The series will take place at 7 p.m. Wednesdays in June in the Morrell Meeting Room at Curtis Memorial Library, 23 Pleasant St. All sessions are free and open to the public.
“The college has been holding classes at Thornton Oaks since the establishment of our Midcoast Senior College in 2001,” a Midcoast Senior College release states. “Thornton Oaks residents have expressed their interest in continued learning and enjoy the expanded opportunities to explore topics with peers, taught by peers. Senior College faculty Barclay Palmer and Charlie Plummer have taught multiple classes at Thornton Oaks and Thornton Oaks residents have taught senior college classes.”
This year’s Summer Wisdom theme is “Art and Literature in Maine.”
The schedule is as follows:
— June 6: “Watercolors, Awash in Color and Light- Modern American Art and Maine,” Donna Cassidy, professor of American and New England studies and art history at the University of Southern Maine, will focus her lecture on how, in the late 19th and early 20th century, watercolor moved from the domain of the amateur painter to become a prominent medium for innovative, expressive art.

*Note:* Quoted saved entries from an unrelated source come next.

PR #877, opened 2017-04-19
Calling API not available in all versions

kingces95:
### Description of Change ###

Calling an API not available in all versions of Android.

### Bugs Fixed ###

https://forums.xamarin.com/discussion/comment/267383/#Comment_267383
https://bugzilla.xamarin.com/show_bug.cgi?id=55230

### API Changes ###

None

### Behavioral Changes ###

None

### PR Checklist ###

### DIFF
--- a/Xamarin.Forms.Platform.Android/FastRenderers/ButtonRenderer.cs
+++ b/Xamarin.Forms.Platform.Android/FastRenderers/ButtonRenderer.cs
@@ -346,7 +346,8 @@ namespace Xamarin.Forms.Platform.Android.FastRenderers
 		void Initialize()
 		{
 			// Fixes issues with AppCompatButton elevation (z-index) 
-			StateListAnimator = null;
+			if (Forms.IsLollipopOrNewer)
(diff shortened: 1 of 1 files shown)


kingces95:
Looks like @StephaneDelcroix removed the call entirely. We should remove the comment too if the call's not needed. @rmarinho checked in the file. Do we not need that call? The comment makes it seem like it's a fix for a regression..

kingces95:
@rmarinho, you noted in the channel that because this is a fast renderer that it cannot be a regression. From that I assume it does not need to be backported.

rmarinho:
Sorry may i expressed myself wrong, it has to be backported to 2.3.5 , but **is not a regression** because it's a new feature, it's just a bugfix on a new feature that needs to be cherrypicked to 2.3.5 branch for 2.3.5-pre2

kingces95:
Cherry-picked to 2.3.5; https://github.com/xamarin/Xamarin.Forms/commit/2dba30562cb4db7114207b7095d5660a4ca616a7

PR #885, opened 2017-04-26
Bugzilla55607 - [iOS] Opening a ListView Cell's context action will disable context actions for all other ListViews

bruzkovsky:
### Description of Change ###

Added check for instance of UITableView, so that only one ContextAction can be open **per ListView**.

This talk will explore how it came to center stage in New York galleries and in the work of artists picturing Maine such as Winslow Homer and Andrew Wyeth.
— June 13 “Remembered Splendor, Social Class and Sartorial Imagery in The Scarlet Letter,” Bill Watterson is the Edward Little Professor of English Language and Literature at Bowdoin College. His lecture discusses Hester Prynne’s origin in the decayed gentry of England, which labeled her with a class identity in the vulgar and prudish environment of the puritanical Massachusetts Bay Colony in which she lived, and for which she paid a high price.

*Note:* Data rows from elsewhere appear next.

PR #552, opened 2016-11-20
[Android] Ability to skip adding status bar underlay

adrianknight89:
### Description of Change ###

AppCompat adds status bar underlay when the top-level layout is being constructed, and there is no way to skip this process. When `AdjustResize` is used, we end up with a status bar that has no background color AND the underlay below it.

Also changed variable and method names for retrieving status bar height to status bar underlay height to avoid confusion when previously-named `GetStatusBarHeight()` starts returning zero. Moved API >= 21 checks into the method to simplify callers.

Not sure how to add this test code since it's changing `MainPage`: https://gist.github.com/adrianknight89/e35d769961fc367edad9d19ca73b0679

### Bugs Fixed ###

- https://bugzilla.xamarin.com/show_bug.cgi?id=47548

### API Changes ###

Added:
 - protected bool ShouldAddStatusBarUnderlay = true;

### PR Checklist ###

- [x] Has tests (if omitted, state reason in description)
- [x] Rebased on top of master at time of PR
- [x] Changes adhere to coding standard
- [x] Consolidate commits as makes sense

PR #892, opened 2017-05-02
Remove status bar underlay view in Android AppCompat

hartez:
### Description of Change ###

Previously, Android status bar background color was set by creating a view to be laid out behind the status bar and setting its background color. This required an extra view, a query for the height of the status bar, several adjustments to layouts to account for the size of the view, and a search through application resources to find the "colorPrimaryDark" value, all of which affect application startup (on older devices, this took as much as 100 ms). Additionally, this caused an issue when setting the soft input adjustment mode to "resize"; a gap would appear between the status bar and the application.

This change removes the status bar underlay. Status bar background color is still determined by the "colorPrimaryDark" value (the default for AppCompat). Changing the status bar color at runtime is handled by the `Window.SetStatusBarColor()` method. 

By removing the status bar underlay and removing the status bar height adjustments, the gap from [issue 47548](https://bugzilla.xamarin.com/show_bug.cgi?id=47548) (see the screenshots in [PR 552](https://github.com/xamarin/Xamarin.Forms/pull/552) ) goes away.

With this change, making an application full screen no longer [requires reflection to remove the status bar](https://forums.xamarin.com/discussion/comment/237310/#Comment_237310).

### Bugs Fixed ###

- [47548 – There is no way to skip adding status bar underlay on AppCompat](https://bugzilla.xamarin.com/show_bug.cgi?id=47548)

### API Changes ###

None

### Behavioral Changes ###

None

### PR Checklist ###

### DIFF
--- a/Xamarin.Forms.Platform.Android/AppCompat/FormsAppCompatActivity.cs
+++ b/Xamarin.Forms.Platform.Android/AppCompat/FormsAppCompatActivity.cs
@@ -45,7 +45,6 @@ namespace Xamarin.Forms.Platform.Android
 		AndroidApplicationLifecycleState _previousState;
 
 		bool _renderersAdded, _isFullScreen;
-		int _statusBarHeight = -1;
 
 		// Override this if you want to handle the default Android behavior of restoring fragments on an application restart
 		protected virtual bool AllowFragmentRestore => false;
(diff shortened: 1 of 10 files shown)


Xamarin.Forms.Platform.Android/AppCompat/FormsAppCompatActivity.cs
```diff
@@ -184,7 +185,11 @@ protected override void OnCreate(Bundle savedInstanceState)
 
 			OnStateChanged();
 
-			AddStatusBarUnderlay();
+			if (Forms.IsLollipopOrNewer)
+			{
+				// Allow for the status bar color to be changed
+				Window.AddFlags(WindowManagerFlags.DrawsSystemBarBackgrounds);
```
hartez: What's wrong with the formatting?

Xamarin.Forms.Platform.Android/AppCompat/FormsAppCompatActivity.cs
```diff
@@ -105,7 +103,10 @@ public override bool OnOptionsItemSelected(IMenuItem item)
 
 		public void SetStatusBarColor(AColor color)
 		{
-			_statusBarUnderlay.SetBackgroundColor(color);
+			if (Forms.IsLollipopOrNewer)
```
kingces95: If older than no StatusBarColor for you, huh?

— June 20 “Ogunquit Art Colony: A History of Art and Lineage,” There was an explosion of art and artists in Maine during the early part of the 20th century. Prominent among them was the Ogunquit Art Colony, which had a significant influence on the direction of modern art in this country. Ron Cruzan, director of the Ogunquit Museum of American Art, will be the guest speaker.

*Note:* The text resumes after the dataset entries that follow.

PR #893, opened 2017-05-02
[iOS Maps] Pin customization in iOS MapRenderer

jcmanke:
### Description of Change ###

- Continuation of #844 to create customization feature parity between Android and iOS.

[Evolution Forum Post](https://forums.xamarin.com/discussion/91907/map-renderer-extensibility/)

### API Changes ###

Changed:
- public class MapDelegate : ViewRenderer => MapDelegate : ViewRenderer<Map, MKMapView>
- private void AttachGestureToPin(MKPinAnnotationView mapPin, IMKAnnotation annotation) => protected void AttachGestureToPin(MKAnnotationView mapPin, IMKAnnotation annotation) // So the Pin.Clicked event can be used when GetViewForAnnotation is overridden and/or native pin is rendered as a different subclass MKAnnotationView

Removed:
 - MapDelegate class // Methods moved into MapRenderer class

### Behavioral Changes ###

Should not change any existing functionality in the base library, makes it easier to customize pins when extending the iOS MapRenderer.

### PR Checklist ###

### DIFF
--- a/Xamarin.Forms.Maps.iOS/MapRenderer.cs
+++ b/Xamarin.Forms.Maps.iOS/MapRenderer.cs
@@ -20,22 +20,29 @@ using Xamarin.Forms.Platform.MacOS;
 namespace Xamarin.Forms.Maps.MacOS
 #endif
 {
-	internal class MapDelegate : MKMapViewDelegate
+	public class MapDelegate : MKMapViewDelegate
 	{
+		protected Map _map;
+
 		// keep references alive, removing this will cause a segfault
 		readonly List<object> List = new List<object>();
-		Map _map;
+
 		object _lastTouchedView;
 		bool _disposed;
 
-		internal MapDelegate(Map map)
+		public MapDelegate(Map map)
 		{
 			_map = map;
 		}
 
+		public override void RegionChanged(MKMapView mapView, bool animated)
+		{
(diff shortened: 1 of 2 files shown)


jcmanke:
I'm still personally debating if the delegate methods should all be contained in the MapDelegate class or be methods on the MapRenderer class, but the half-and-half methodology currently in use just seems wrong.

Xamarin.Forms.Maps.iOS/MapRenderer.cs
```diff
@@ -20,145 +20,11 @@ namespace Xamarin.Forms.Maps.iOS
...
-				_map = null;
-				_lastTouchedView = null;
-			}
-
-			base.Dispose(disposing);
-		}
-	}
-
-	public class MapRenderer : ViewRenderer
+	public class MapRenderer : ViewRenderer<Map, MKMapView>
```
StephaneDelcroix: We can't change the base class definition, it will break every renderer inheriting from it

StephaneDelcroix:
This is a breaking change. Closing this PR. Please propose an alternate fix that doesn't change the base class and reopen the PR (or create a new one)

jcmanke:
@StephaneDelcroix please see new PR #1065

PR #898, opened 2017-05-03
Fix bugzilla55542

rmarinho:
### Description of Change ###

This issue comes from January related with #674 , what happens is View was being cached with a null renderer.

### Bugs Fixed ###

- https://bugzilla.xamarin.com/show_bug.cgi?id=55542

### Behavioral Changes ###

We don't cache null renderers 

### PR Checklist ###

### DIFF
--- a/Xamarin.Forms.Core/Registrar.cs
+++ b/Xamarin.Forms.Core/Registrar.cs
@@ -21,6 +21,9 @@ namespace Xamarin.Forms.Internals
 
 		public void Register(Type tview, Type trender)
 		{
+			//avoid caching null renderers
+			if (trender == null)
+				return;
 			_handlers[tview] = trender;
 		}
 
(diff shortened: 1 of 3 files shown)


Xamarin.Forms.Core/Registrar.cs
```diff
@@ -21,6 +21,9 @@ public class Registrar<TRegistrable> where TRegistrable : class
 
 		public void Register(Type tview, Type trender)
 		{
+			//avoid caching null renderers
```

— June 27 “Stowe’s “Uncle Tom’s Cabin” Then and Now,” Harriet Beecher Stowe’s novel, written in Brunswick, has had a dramatic afterlife. The lecture will examine its impact on the development of African-American literature from the 1890s to the work of James Baldwin in the mid- 20th century. Tess Chakkalakal is associate professor of Africana Studies and English at Bowdoin College.